> TASK GOAL: Print the records below exactly as they appear.

> RECORDS FOR THIS TASK:
PR #13900, opened 2026-07-06
cmd/prompt: use ReadString instead of Fscanln, fix default value, and remove uses github.com/AlecAivazis/survey/v2

thaJeztah:
### cmd/prompt: use ReadString instead of Fscanln and fix default value

Use a buffered line reader for non-interactive confirmation prompts
instead of fmt.Fscanln.

This preserves empty input, allowing callers to use the configured
default value, and avoids tokenizing input on whitespace.

### cmd/prompt: remove uses of github.com/AlecAivazis/survey/v2

The github.com/AlecAivazis/survey/v2 module was archived and is no longer
maintained. Looking at the code, we didn't really use most of its features;
current callers already include the confirmation hint in the prompt
message, so survey only adds terminal rendering behaviour around a simple
yes/no question. Using the local implementation keeps the exported prompt
types intact while removing the dependency.

Use the same line-based confirmation implementation for terminal and
non-terminal prompts.

**What I did**

**Related issue**


cmd/prompt/prompt.go
```diff
@@ -95,8 +86,19 @@ type Pipe struct {
...
+	answer, err := bufio.NewReader(stdin).ReadString('\n')
+	if err != nil && err != io.EOF {
+		return false, err
+	}
+
+	answer = strings.TrimSpace(answer)
+	if answer == "" {
+		return defaultValue, nil
+	}
 	return utils.StringToBool(answer), nil
```
docker-agent, line 103: **[MEDIUM] Unrecognized user input silently returns `false` instead of re-prompting or returning an error**

`utils.StringToBool` discards the parse error and returns `false` for any string it doesn't recognise (e.g. a typo like `"yse"` or `"noo"`):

> RESULT FOR THIS TASK:
PR #13900, opened 2026-07-06
cmd/prompt: use ReadString instead of Fscanln, fix default value, and remove uses github.com/AlecAivazis/survey/v2

thaJeztah:
### cmd/prompt: use ReadString instead of Fscanln and fix default value

Use a buffered line reader for non-interactive confirmation prompts
instead of fmt.Fscanln.

This preserves empty input, allowing callers to use the configured
default value, and avoids tokenizing input on whitespace.

### cmd/prompt: remove uses of github.com/AlecAivazis/survey/v2

The github.com/AlecAivazis/survey/v2 module was archived and is no longer
maintained. Looking at the code, we didn't really use most of its features;
current callers already include the confirmation hint in the prompt
message, so survey only adds terminal rendering behaviour around a simple
yes/no question. Using the local implementation keeps the exported prompt
types intact while removing the dependency.

Use the same line-based confirmation implementation for terminal and
non-terminal prompts.

**What I did**

**Related issue**


cmd/prompt/prompt.go
```diff
@@ -95,8 +86,19 @@ type Pipe struct {
...
+	answer, err := bufio.NewReader(stdin).ReadString('\n')
+	if err != nil && err != io.EOF {
+		return false, err
+	}
+
+	answer = strings.TrimSpace(answer)
+	if answer == "" {
+		return defaultValue, nil
+	}
 	return utils.StringToBool(answer), nil
```
docker-agent, line 103: **[MEDIUM] Unrecognized user input silently returns `false` instead of re-prompting or returning an error**

`utils.StringToBool` discards the parse error and returns `false` for any string it doesn't recognise (e.g. a typo like `"yse"` or `"noo"`):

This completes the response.